(Collected data entries)
------------------------------------------------------------
PR #1098, opened 2018-06-13
Recent Items

### LINKED ISSUE #538: implement 'recent items' section of front page

eddierubeiz:
Here's a very simple proof of concept that we can use to have a more grounded discussion about what we want. I decided not to spend too much time worrying about the design before we have more specifics, so it still looks sloppy.

For now, I'm taking 15 recent works, dumping them into a bag, shuffling the bag, and taking 6 out of them to show on the front page. I reshuffle the bag every minute and pick 6 new items-- but out of the same bag of 15 recent works. All three of these parameters are easy to change, but I had to start somewhere.

I'm calling the new section "Featured items". The section below it (which formerly didn't have a title, now also gets a title: "Collections".

Fixes #538 .

### DIFF
--- a/app/controllers/sufia/homepage_controller_override.rb
+++ b/app/controllers/sufia/homepage_controller_override.rb
@@ -22,7 +22,7 @@ Sufia::HomepageController.class_eval do
   helper_method :public_works_count
 
   def recent_items
-    how_many_works_to_show = 5
+    how_many_works_to_show = 6
     how_often_to_change = 60 * 10 # ten minutes in seconds
 
     # @@arbitrary_number is a slowly incrementing integer that changes at most every
--- a/app/controllers/sufia/homepage_controller_override.rb
+++ b/app/controllers/sufia/homepage_controller_override.rb
@@ -22,7 +22,7 @@ Sufia::HomepageController.class_eval do
   helper_method :public_works_count
 
   def recent_items
-    how_many_works_to_show = 8
+    how_many_works_to_show = 6
     how_often_to_change = 60 * 10 # ten minutes in seconds
 
     # @@arbitrary_number is a slowly incrementing integer that changes at most every
--- a/app/controllers/sufia/homepage_controller_override.rb
+++ b/app/controllers/sufia/homepage_controller_override.rb
@@ -22,11 +22,11 @@ Sufia::HomepageController.class_eval do
   helper_method :public_works_count
 
   def recent_items
-    how_many_works_to_show = 12
+    how_many_works_to_show = 8
     how_often_to_change = 60 * 10 # ten minutes in seconds
 
     # @@arbitrary_number is a slowly incrementing integer that changes at most every
-    # how_often_to_change minutes. When it does change, we a new bag of recent works
+    # how_often_to_change minutes. When it does change, we fetch a new bag of recent works
     # from SOLR and reshuffle the bag even if there haven't been any new works added.
     new_arbitrary_number = Time.now.to_i / how_often_to_change
     if (!defined? @@arbitrary_number) || (@@arbitrary_number != new_arbitrary_number)
--- a/app/controllers/sufia/homepage_controller_override.rb
+++ b/app/controllers/sufia/homepage_controller_override.rb
@@ -46,7 +46,7 @@ Sufia::HomepageController.class_eval do
     rescue
       return view_context.link_to("Image not in this repository", "#")
     end
-    link_to(solr_doc.title.first, curation_concerns_generic_work_path(solr_doc.id))
+    view_context.link_to(solr_doc.title.first, curation_concerns_generic_work_path(solr_doc.id))
   end
   helper_method :featured_collection_image_link
 
--- a/app/controllers/sufia/homepage_controller_override.rb
+++ b/app/controllers/sufia/homepage_controller_override.rb
@@ -22,7 +22,7 @@ Sufia::HomepageController.class_eval do
   helper_method :public_works_count
 
   def recent_items
-    how_many_works_to_show = 5
+    how_many_works_to_show = 12
     how_often_to_change = 60 * 10 # ten minutes in seconds
 
     # @@arbitrary_number is a slowly incrementing integer that changes at most every
--- a/app/controllers/sufia/homepage_controller_override.rb
+++ b/app/controllers/sufia/homepage_controller_override.rb
@@ -22,7 +22,7 @@ Sufia::HomepageController.class_eval do
   helper_method :public_works_count
 
   def recent_items
-    how_many_works_to_show = 6
+    how_many_works_to_show = 5
     how_often_to_change = 60 * 10 # ten minutes in seconds
 
     # @@arbitrary_number is a slowly incrementing integer that changes at most every
--- a/app/controllers/sufia/homepage_controller_override.rb
+++ b/app/controllers/sufia/homepage_controller_override.rb
@@ -13,7 +13,6 @@ Sufia::HomepageController.class_eval do
     SearchBuilder::HomePage
   end
 
-
   protected
 
   def public_works_count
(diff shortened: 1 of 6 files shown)


app/views/sufia/homepage/_recent_items.html.erb
```diff
@@ -0,0 +1,30 @@
...
+works_to_pick_from = GenericWork.search_with_conditions( conditions, opts)
+
+# Now, pick a few of these out of the bag at random to show.
+# Shuffle the bag again every few minutes.
+how_often_to_change=60 #seconds
+srand Time.now.to_i/how_often_to_change
+how_many_works_to_show = 6
+works_to_show = works_to_pick_from.sort_by{rand}[0..how_many_works_to_show-1]
+%>
+
```
jrochkind: this should not be inline in the view. It should be in the controller or a helper method.

jrochkind: I am not sure what your "how often to change" implementation is doing, or if it's working.   What do you think it's doing?

jrochkind: if we're going to be doing the fetch every time anyway, might as well just have it change on every page load. The only point I see to having it say 'stable' for eg 60 seconds is to avoid the performance hit of fetching em on every view. Is it bad UX if it changes on every page load?

app/views/sufia/homepage/_recent_items.html.erb
```diff
@@ -0,0 +1,30 @@
...
+        <%= link_to main_app.curation_concerns_generic_work_path(work['id']) do %>
+          <%= image_tag  work['thumbnail_path_ss'], class: "recent-items-image", width: "100%"%>
+          <div class="recent-item-title-wrapper">
+          <p class="recent-item-title"><%= work['title_tesim'].first %></p>
+          </div>
+        <% end # link %>
+    </div>
+    <% end # each %>
+</div>
+
```
jrochkind: Let's call this "Recently Added Items" (Or "Some of our New Items" or something), instead of "Featured Items". They aren't really intentionally "featured".

app/views/sufia/homepage/_recent_items.html.erb
eddierubeiz: Will move to the controller, of course! Just wanted to have everything in one place as I mess with the design a bit; I'm already changing thing around.
I do like having things change a bit more slowly than on every page view -- ideally I'd like it to change every 10 minutes or so but I wanted to make sure it was working and it's easier to test if tit changes every minute.
The use case for having things change a bit more slowly is: "I found something cool serendipitously on the home page, and I want it to be there in a couple more minutes once I switch e.g. from my phone to my desktop."

app/controllers/sufia/homepage_controller_override.rb
```diff
@@ -13,10 +14,42 @@ def search_builder_class
...
+    how_many_works_to_show = 5
+    how_often_to_change = 60 * 10 # ten minutes in seconds
+    how_many_works_in_bag = 15
+
+    #First, put a bunch of eligible works into a bag.
+    # Note that the call to SOLR is memoized.
+    conditions =  {'read_access_group_ssim'=>'public'}
+    sort_by = ["system_modified_dtsi desc"]
+    opts = {:rows=>how_many_works_in_bag, :sort=>sort_by}
+    @works_to_pick_from ||= GenericWork.search_with_conditions( conditions, opts)
```
jrochkind: since this iVar is on the whole controller, call it something that makes sense out of context. perhaps `@recent_items_to_pick_from`, or even just `@recent_items`. 

But also, instance variables on a controller are only good for the duration of a request, since a new Controller instance gets created on every request. So this won't actually cache the value between requests, if that's what you were trying to do. 

You need to store it in some kind of "global" state, such as a class variable or rails `class_attribute`.

eddierubeiz:
Hey @jrochkind  -- can you clarify what you were thinking in  https://github.com/sciencehistory/chf-sufia/pull/1098#issuecomment-398479050  ? What would you change about the screenshot? Were you thinking of having more items on the second line or zero horizontal space between the first and second line or something else?

jrochkind:
yeah, just less horizontal space and maybe left-justifying. 

here's just a hacky graphical edit. 

screen shot 2018-06-19 at 1 21 16 pm

jrochkind:
I would try to do it by taking the margin off the individual cells, and adding padding to the wrapper instead. And then some trickery to make sure it's left-justified when it wraps, perhaps requiring an additional level of div wrapper.

eddierubeiz:
Got it! Stay tuned.

app/helpers/recent_items_helper.rb
```diff
@@ -0,0 +1,89 @@
+# A random selection of recently modified works to display as thumbnails
```
jrochkind: Nice job using actual object-oriented design (the RecentItems class/object), instead of just a bunch of flat helper methods, like Rails tries to get you to. 

There's really no reason this _needs_ to be in ./app/helpers -- the _standard_ thing to be in ./app/helpers would be that formentioned flat list of Rails 'helper' methods (which get mixed into the 'view context').  

But I don't see any reason it would cause a problem, and don't know any reason _not_ to put it here, so that's fine.

app/helpers/recent_items_helper.rb
```diff
@@ -0,0 +1,89 @@
...
+    end
+
+    def var_missing?(symbol)
+      begin
+        tmp = self.class.class_variable_get(symbol)
+        defined?(tmp) != "local-variable"
+      rescue
+        true
+      end
+    end
```
jrochkind: You don't really need this. 

a) if you get to that part of the code`defined?(tmp)` is actually _always_ gonna be `local-variable`, there's no purpose for the check. 
b) You don't need to get class variables as `self.class.class_variable_get`, unless you actually need some indirection/reflection. You can just ask for `@@class_variable`. 
c) I _thought_ you could just ask for `@@class_variable` and if it didn't already exist it would just return nil. I was surprised to try it in irb and see that indeed (unlike @instance_vars) that isn't the case!  Which probably motivated all this code...

HOWEVER. I think the right way to deal with it is... just to initialize all the class variables you want at the top of the class. 

```
class RecentItems
  # not positive what the num variable stores, can you rename this more descriptively too? Is it actually "last_refresh_timestamp"? 
  @@num = nil  
  @@bag = nil
```

If you just declare them like that, ruby will never complain about you accessing them, and you won't need all that self.class.class_variable_get/rescue business. Or the `_missing?` methods. 

_Really_ I'm not sure if you need any cover methods at all at that point. Do you need:

```ruby
def bag
  @@bag
end
```

Or can your code just access `@@bag` directly?  I think probably directly is fine for this little self-contained thing, although an argument could be made for the cover methods. BUT in ruby, when we do getters/setters, the convention is simply `def num` instead of `def get_num`, and `def num=(v)` instead of `def set_num`. 

All of this stuff is so self-contained in this case that we really _could_ just deploy it, it's not going to "infect" anything else. So if you're really sick of working on this, we could just do that, or you could take another pass and simplify the code a bit (remove a bunch of those methods!).  Your call.

app/helpers/recent_items_helper.rb
```diff
@@ -0,0 +1,89 @@
...
+      trigger_reshuffle_if_needed()
+      # First, put a bunch of eligible works into a bag.
+      works_to_pick_from = bag_of_recent_items()
+      # Now, pick a few of these out of the bag at random to show.
+      # Reshuffle the bag every now and then.
+      srand get_num()
+      works_to_pick_from.sort_by{rand}[0... @how_many_works_to_show]
+    end
+
+    private
```
jrochkind: nice job marking things `private` when not meant to be external API

app/helpers/recent_items_helper.rb
jrochkind: Or _I_ could take a pass at simplifying it to show you how I'd do it, as a compare and contrast. Whatever you like!

eddierubeiz: No, I definitely should do it! I'll refactor based on your suggestions, which are great Stay tuned - I'll need a break from this collections bug soon, and this will be fun and easy by comparison! :)
Thanks for the great feedback.

app/helpers/recent_items_helper.rb
```diff
@@ -0,0 +1,49 @@
...
+    def initialize()
+      @how_many_works_to_show = 6
+      #@how_often_to_change = 60 * 10 # ten minutes
+      @how_often_to_change = 5
+      @how_many_works_in_bag = 15
+    end
+
+    def recent_items()
+      @@bag = nil if time_for_a_new_bag?
+      srand @@last_refresh
```
jrochkind: I'm sorry I'm just noticing this, but I think srand will seed the ruby pseudo-random number generator _program wide_, you've changed how random numbers are generated everywhere. 

Which also might not result in the repeatability you want, if other parts of the program use the random number generator in between your calls to it, which they very well might. 

I wonder if there's a way to do this with just local effects.

eddierubeiz:
I wonder.... stay tuned...

app/helpers/recent_items_helper.rb
jrochkind: Looking at ruby docs, I think maybe we can do this:

```
generator = Random.new(seed)
generator.rand
```

To use a local one with our custom seed, instead of insisting on our custom seed program-wide. 

I guess this `generator` would _also_ have to be stored in a class variable, so repeated calls to it are to the same generator and get the sequence. 

I think this all shows how doing "clever" things incures a cost, more possibility for bugs and more time spent making it robust and reliable. I wonder if we want to do this clever rand thing at all, but I think let's stick with it for now to hopefully finally get done with this feature!

eddierubeiz:
OK - I'm trying the solution in https://stackoverflow.com/questions/23047911/how-to-shuffle-an-array-the-same-way-every-time and this seems to work nicely.
Point well taken! If I hadn't learned so much in the process it would probably not have been worth it.

jrochkind:
That solution looks pretty good if it works, great!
------------------------------------------------------------
WHAT YOU NEED TO DO
Across the data, pull every line containing the string "title".

REPLY
I'm calling the new section "Featured items". The section below it (which formerly didn't have a title, now also gets a title: "Collections".
-    link_to(solr_doc.title.first, curation_concerns_generic_work_path(solr_doc.id))
+    view_context.link_to(solr_doc.title.first, curation_concerns_generic_work_path(solr_doc.id))
+          <div class="recent-item-title-wrapper">
+          <p class="recent-item-title"><%= work['title_tesim'].first %></p>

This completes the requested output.